Esta es la realidad estructural que enfrenta Cuba: una economía que no puede funcionar sin petróleo importado, en un momento en que conseguir ese petróleo se ha vuelto extraordinariamente difícil. No se trata de un problema que pueda resolverse rápidamente con reparaciones o inversión en infraestructura. Es una crisis de fondo, una contradicción entre lo que la isla necesita para sobrevivir y lo que puede obtener en el mercado internacional.
Los apagones de esta magnitud tienen consecuencias que van mucho más allá de la inconveniencia. Los hospitales funcionan con generadores de emergencia que consumen combustible a ritmo acelerado. Las plantas que bombean agua potable se detienen. Los refrigeradores se apagan, y en un clima tropical, eso significa que los alimentos se echan a perder rápidamente. Las comunicaciones se interrumpen. Las personas quedan atrapadas en edificios sin luz ni aire acondicionado durante horas, a veces durante días.
Las autoridades cubanas están trabajando para restablecer la red eléctrica después de cada caída, pero el problema fundamental persiste sin solución a la vista. No hay suficiente combustible. No hay forma de conseguir más sin dinero que no existe. Y mientras tanto, la isla sigue girando, intentando funcionar en la oscuridad, esperando que el próximo apagón no llegue mañana.
Notable Quotes
El sistema eléctrico de Cuba sufre un colapso total ante la escasez crónica de combustible— Reportes de medios internacionales
The Hearth Conversation Another angle on the story
¿Por qué Cuba no puede simplemente comprar petróleo de otros países que no respeten el embargo?

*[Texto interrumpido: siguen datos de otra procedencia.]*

PR #269, opened 2022-02-23
Chao/bump version

AsuraZeng:

PR #285, opened 2022-03-17
Fix Node RED packages / cleanup customization postinst

jan-kiszka:
Primarily, this brings the correction of the npm-shrinkwrap files that became broken with the last update (see #269). The reason for the breakage was an outdated description of the steps to perform the generation of those files. This changed with npm 7.x, as can be found in Debian 11. This update was now performed following the fixed procedure under Debian 11.

This PR also cleans up the postinst script of cutomizations-example from unneed/wrong systemd service enablings.


classes/npm.bbclass
```diff
@@ -3,7 +3,8 @@
 # SPDX-License-Identifier: MIT
 
 # HOWTO generate an npm-shrinkwrap.json:
-#   npm install --global-style <my-favorite-package>
+#   npm config set global-style=true (you may want to reset this afterward)
```
AsuraZeng, line 6: I used -- global style to generate node red based on NPM 7.5.2
Then the shrink file is exported and tested, which seems to be correct

jan-kiszka: As `--global-style` was swallowed but had on effect, you created a flattened installation, and all dependencies landed outside of the node-red module (as it is the default). But that cause the packaging to ignore them, and Node RED was missing them on the target.

BaochengSu (approved):

PR #288, opened 2022-03-20
Drop version warning from stable as well

jan-kiszka:


BaochengSu:
I think maybe we should delivery the information regarding which example image version should work on which firmware version to users, otherwise such kind of issues would be more and more.

BaochengSu (approved):

PR #292, opened 2022-03-23
Add package mtd-utils

BaochengSu:
Prepare for the upcoming secure boot.

### DIFF
--- a/recipes-core/images/iot2050-image-example.bb
+++ b/recipes-core/images/iot2050-image-example.bb
@@ -59,6 +59,7 @@ IOT2050_DEBIAN_DEBUG_PACKAGES = " \
     rsyslog \
     net-tools \
     i2c-tools \
+    mtd-utils \
     sudo \
     "
 


jan-kiszka:
What's this for? No reasoning is given.

BaochengSu:
> What's this for? No reasoning is given.

Revised to:

Prepare for the upcoming secure boot.

The otp-related commands need be programmed into mtd partitions under
linux to provision customer keys, hence need this mtd-utils tools to
integrate these mtd tools into the example image so that user can use it
directly without install it manually.

jan-kiszka:
What more than `cat data > /dev/mtdX` do you need?

BaochengSu:
SPI Flash need be erased before writing, not sure of cat would do that erasing work...

jan-kiszka:
Sure, look at iot2050-firmware-update on how we do that so far.

BaochengSu:
there is a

Porque muchos países sí respetan el embargo, o al menos temen las consecuencias de no hacerlo. Estados Unidos tiene formas de presionar. Además, Cuba no tiene dinero. No tiene divisas para comprar en el mercado abierto. Depende de acuerdos especiales, principalmente con Venezuela, que también está en crisis.
Entonces esto no es un problema de tecnología o de infraestructura rota.
No. Es un problema de economía política. Cuba necesita petróleo para vivir, pero no puede pagarlo. El embargo lo hace más caro y más difícil de conseguir. Es un círculo vicioso.
¿Qué pasa con la gente mientras tanto?
Viven en la oscuridad. Literalmente. Nueve millones de personas sin luz significa hospitales sin poder, agua sin bombeo, comida que se daña. Es una crisis humanitaria que se repite cada vez que el sistema colapsa.
¿Hay alguna salida que se vea posible?
No en el corto plazo. Cuba tendría que resolver su relación con Estados Unidos, o encontrar nuevas fuentes de petróleo confiables, o desarrollar energías renovables a gran escala. Ninguna de esas cosas está sucediendo ahora mismo.
¿Es este el peor apagón que ha habido?
Es el tercero este año. Eso te dice todo lo que necesitas saber sobre la tendencia.